### TASK OBJECTIVE
Work out how many lines in the data hold the word "opened", and reply with that number only.

### Records from a dataset

****************************************

PR #1133, opened 2025-01-24
TIM refactor, part 3: fields

burrbull:
cc @usbalbin


devices/collect/tim/ccr.yaml
```diff
@@ -20,14 +28,16 @@ CCER:
...
-    CC?S:
-      description: Capture/Compare %s selection
     IC?PSC:
       description: Input capture %s prescaler
     IC?F:
       description: Input capture %s filter
+"?~CCMR2_Input*":
+  _derive:
+    IC%sF: CCMR1_Input.IC%sF
+    IC%sPSC: CCMR1_Input.IC%sPSC
```
usbalbin, line 40: What does the `?~` mean here?

Also, will the `%s` be replaced by whatever the `*` matched?

burrbull: `?~` means skip rule if name does not exists.
Without this it will cause "not found error".

`%s` is array suffix placeholder. See SVD specification. https://arm-software.github.io/CMSIS_5/SVD/html/elem_special.html#dimElementGroup_gr

devices/fields/tim/bdtr_common.yaml
```diff
@@ -0,0 +1,41 @@
...
+    ActiveLow: [0, Break input BRKx is active low]
+    ActiveHigh: [1, Break input BRKx is active high]
+  "BKE,BK2E":
+    Disabled: [0, Break function x disabled]
+    Enabled: [1, Break function x enabled]
+  OSSR:
+    Disabled: [0, "When inactive, OC/OCN outputs are disabled"]
+    IdleLevel: [1, "When inactive, OC/OCN outputs are enabled with their inactive level"]
+  OSSI:
+    Disabled: [0, "When inactive, OC/OCN outputs are disabled"]
```
usbalbin, line 22: What about something like `HiZ` here? I'm fine either way

devices/fields/tim/ccpc.yaml
```diff
@@ -0,0 +1,11 @@
+CR2:
+  CCPC:
+    NotPreloaded: [0, "CCxE, CCxNE and OCxM bits are not preloaded"]
+    Preloaded: [1, "CCxE, CCxNE and OCxM bits are preloaded"]
+  CCUS:
+    Bit: [0, "When capture/compare control bits are preloaded (CCPC=1), they are updated by setting the COMG bit only"]
+    BitOrEdge:
```
usbalbin, line 7: What about something like `Sw` and `SwOrEdge`?

devices/collect/tim/ccr.yaml
usbalbin: Ok, thanks

devices/fields/tim/v1/tim1.yaml
```diff
@@ -0,0 +1,15 @@
...
+  - ../generic.yaml
+  - ../tim_ckd.yaml
+  - ../tim_advanced.yaml
+  - ../ccr.yaml
+  - ../ccxnp.yaml
+  - occe.yaml
+  - ccm.yaml
+
+RCR:
+  REP: [0, 0xFF]
```
usbalbin, line 15: Is this the valid range of values? If so, atleast for RM0440 and RM0444 this seems to be 16 bits.

usbalbin: However I have not checked if those are tim v1...

usbalbin (dismissed):
LGTM from what I can tell

devices/fields/tim/v1/tim1.yaml
burrbull: This is `v1`.
To make more clear how I've splitted them see
изображение

devices/fields/tim/bdtr_common.yaml
burrbull: high impedance?

burrbull:
update approve, please

devices/fields/tim/bdtr_common.yaml
usbalbin: Yes, atleast that is mentioned in RM0440 and RM0444. RM0440:

> 0:When inactive, OC/OCN outputs are disabled (the timer releases the output control which is taken over by the GPIO logic, which forces a Hi-Z state).

But I dont know what is more useful to the user

usbalbin (approved):

usbalbin:
I take it this is the kind things that lets the user avoid the unsafe `w.field().bits()` method and also makes a lot of things clearer? :)

PR #1144, opened 2025-01-29
GPIO registers/fields derive

burrbull:


burrbull:
cc @usbalbin 
Peripherals can't be derived due to different register resetValues. For the same reason we can't derive only part of registers and derive fields for other.

burrbull:
> Will this then lead to a lot of the registers and/or register blocks sharing the same types? Or atleast those with identical reset values etc?

Register structures only which are identical. Enums and field structures all should be shared. The exception are WB/WL serie GPIOC/GPIOH registers which are little crazy.

PR #1121, opened 2025-01-19
H5 & U5: Cluster GPDMA channels

z-av:
Replaces #1117

PR #1149, opened 2025-01-30
H5: gpdma: Restore PAM_1, PAM_2 enums

astapleton:
This fixes a regression in #1121 which removed the PAM_1 and PAM_2 definitions.

### DIFF
--- a/CHANGELOG.md
+++ b/CHANGELOG.md
@@ -2,6 +2,7 @@
 
 ## [Unreleased]
 
+* H5: gpdma: Restore PAM_1, PAM_2 enums
 * Refactor timers, add enums
 * STM32H5xx: Add H533 (#1129)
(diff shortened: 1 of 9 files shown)


burrbull:
As I've already said there is prohibited to use overlapping fields but allowed overlapping registers in SVD specification.
You can make sure of it by running `svdconv` tool.

Even if it is allowed by `svd2rust` I'd prefer to avoid adding new bugs.

astapleton:
> As I've already said there is prohibited to use overlapping fields but allowed overlapping registers in SVD specification. You can make sure of it by running `svdconv` tool.
> 
> Even if it is allowed by `svd2rust` I'd prefer to avoid adding new bugs.

Ah ok. We can close this then. What's the reasoning there, if I may know?

burrbull:
> What's the reasoning there, if I may know?

I don't know.

Maybe to prevent a real overlap bugs which are very often.

PR #1155, opened 2025-02-02
USBSEL 0x2: PLL2Q for H503, PLL3Q for rest of H5

usbalbin:
From what I can tell only [H503](https://stm32-rs.github.io/stm32-rs/STM32H503.html#RCC:CCIPR4:USBSEL) should have PLL2Q as option for USBSEL with value 0x2. The rest of the timers should be [PLL3Q](https://stm32-rs.github.io/stm32-rs/STM32H533.html#RCC:CCIPR4:USBSEL)


usbalbin:
cc @burrbull

burrbull (approved):

PR #1173, opened 2025-02-19
TIM 16bit v2

burrbull:


usbalbin (approved):
So i take it this sets the bitwidth for a lot of the timer registers? I have tried to look it through as best I can. LGTM for what it's worth :)

PR #1184, opened 2025-03-31
TIM derives

burrbull:


burrbull:
cc @usbalbin

burrbull:
This is only first easiest step I've planned.
Also I temporary skipped CCR%s due to bug in svd2rust.

PR #1186, opened 2025-04-02
TIM: TS SMS MMS

burrbull:
Unify `TS`/`SMS`/`MMS` field names across MCs and timers. 

Similar to `OCxM` field.

cc @usbalbin


devices/patches/tim/ts.yaml
```diff
@@ -0,0 +1,6 @@
+SMCR:
+  _modify:
+    "TS,TS1,TS_2_0":
+      name: TS
+    "TS2,TS3_4,TS_4_3,TS_[12],TS4_3":
+      name: TS2
```
burrbull, line 6: Not sure how to name this part of `TS`.
As it width is 2-bit (3th & 4th) and compared to 3th bit of OCxM, SMS and MMS.

usbalbin: Sorry for the very late response, the last several weeks have been quite hectic at work..

Hm, good question.. There is TS_H/TS_L but I think TS2/TS works too.

Would it make sense/be possible to be more consistent with SMS being SMS_3 and SMS and same thing with MMS. (I assume the `3` is for bit 3?). While TS is TS2. Perhaps TS3 or TS_3 for "start-bit 3" to be more consistent with SMS and MMS? Either that or perhaps have SMS2 and MMS2? Not sure if there are other situations like this that have good solutions to look at?

PR #1199, opened 2025-04-23
SPI v3/v4

burrbull:
cc @usbalbin


devices/fields/spi/spi_v3.yaml
```diff
@@ -0,0 +1,21 @@
...
+  - spi_v3_base.yaml
+  - spi_v3_i2s.yaml
+
+CFG1:
+  UDRDET:
+    StartOfFrame: [0, Underrun is detected at begin of data frame]
+    EndOfFrame: [1, Underrun is detected at end of last data frame]
+    StartOfSlaveSelect: [2, Underrun is detected at begin of active SS signal]
+  UDRCFG:
+    RepeatTransmitted: [2, Slave repeats last transmitted data frame]
```
usbalbin, line 11: Should there also be the variants for `0` and `1`?

[RM0433](https://www.st.com/resource/en/reference_manual/rm0433-stm32h742-stm32h743753-and-stm32h750-value-line-advanced-armbased-32bit-mcus-stmicroelectronics.pdf) page 2221:
> Bits 10:9 UDRCFG[1:0]: behavior of slave transmitter at underrun condition
>   00: slave sends a constant pattern defined by the user at SPI_UDRDR register
>   01: slave repeats lastly received data frame from master
>   10: slave repeats
>   11: reserved

devices/fields/spi/spi_v3.yaml
```diff
@@ -0,0 +1,21 @@
...
+CR2:
+  TSER: [0, 65535]
+IER:
+  TSERFIE:
+    Masked: [0, TSER loaded interrupt masked]
+    NotMasked: [1, TSER loaded interrupt not masked]
```
usbalbin, line 17: What about enabled/disabled instead of masked/notmasked?
```suggestion
    Disabled: [0, TSERF interrupt disabled]
    Enabled: [1, TSERF interrupt enabled]
```
From [RM0433](https://www.st.com/resource/en/reference_manual/rm0433-stm32h742-stm32h743753-and-stm32h750-value-line-advanced-armbased-32bit-mcus-stmicroelectronics.pdf) page 2224:

> Bit 10 TSERFIE: additional number of transactions reload interrupt enable
>   0: TSERF interrupt disabled
>   1: TSERF interrupt enabled

devices/fields/spi/spi_v3_i2s.yaml
```diff
@@ -0,0 +1,45 @@
+I2SCFGR:
+  MCKOE:
+    Disabled: [0, Master clock output disabled]
+    Enabled: [1, Master clock output enabled]
+  ODD:
+    Even: [0, Real divider value is I2SDIV*2]
+    Odd: [1, Real divider value is I2SDIV*2 + 1]
+  I2SDIV: [0, 255]
```
usbalbin, line 8: RM433 page 2233 mentions
> Bits 23:16 I2SDIV[7:0]: I2S linear prescaler
>I2SDIV can take any values except the value 1, when ODD is also equal to 1.

Is this something that changes anything?

burrbull: When range is defined svd2rust adds safe `fn set` in addition to `unsafe fn bits`.

But in this case it depends on other field state. So we should delete this.
I'm not sure.

devices/fields/spi/spi_v3.yaml
burrbull: Good catch. Thanks

devices/fields/spi/spi_v3.yaml
burrbull: Different enums for each field are not needed here. Replaced with:
```yaml
  "*IE":
    Disabled: [0, Interrupt disabled]
    Enabled: [1, Interrupt enabled]
```

devices/fields/spi/spi_v3.yaml
burrbull: Reverted. Already present in `spi_v3_base.yaml`.

devices/fields/spi/spi_v3.yaml
usbalbin: nice

devices/fields/spi/spi_v3_i2s.yaml
usbalbin: Ok, good no know. Thanks

usbalbin (approved):
Nice LGTM! :)

PR #1200, opened 2025-04-24
FMC coverage & derive

burrbull:


burrbull:
cc @usbalbin

devices/fields/fsmc/sram.yaml
```diff
@@ -32,6 +35,7 @@ BCR?:
   FACCEN:
     Disabled: [0, Corresponding NOR Flash memory access is disabled]
     Enabled: [1, Corresponding NOR Flash memory access is enabled]
+  # TODO: fix
```
usbalbin, line 38: Why the todo?

usbalbin (approved):
Not really familiar with the FMC, but LGTM as far as I can tell

devices/fields/fsmc/sram.yaml
burrbull: There is also can be Bits32 in MWID.
Need to investigate more. In another PR maybe.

****************************************

### YOUR SOLUTION
10